» **Your assignment**:
Your answer should be the lines of the data below that contain "RadialBar".

(Saved data entries)
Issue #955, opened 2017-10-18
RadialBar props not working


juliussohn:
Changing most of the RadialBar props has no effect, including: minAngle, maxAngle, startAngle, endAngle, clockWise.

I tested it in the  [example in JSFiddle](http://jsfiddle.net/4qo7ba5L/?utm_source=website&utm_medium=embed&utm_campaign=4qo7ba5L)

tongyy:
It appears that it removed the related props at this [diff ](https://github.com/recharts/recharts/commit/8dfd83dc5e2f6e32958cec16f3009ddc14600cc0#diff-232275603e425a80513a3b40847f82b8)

» **Expected answer**:
RadialBar props not working
Changing most of the RadialBar props has no effect, including: minAngle, maxAngle, startAngle, endAngle, clockWise.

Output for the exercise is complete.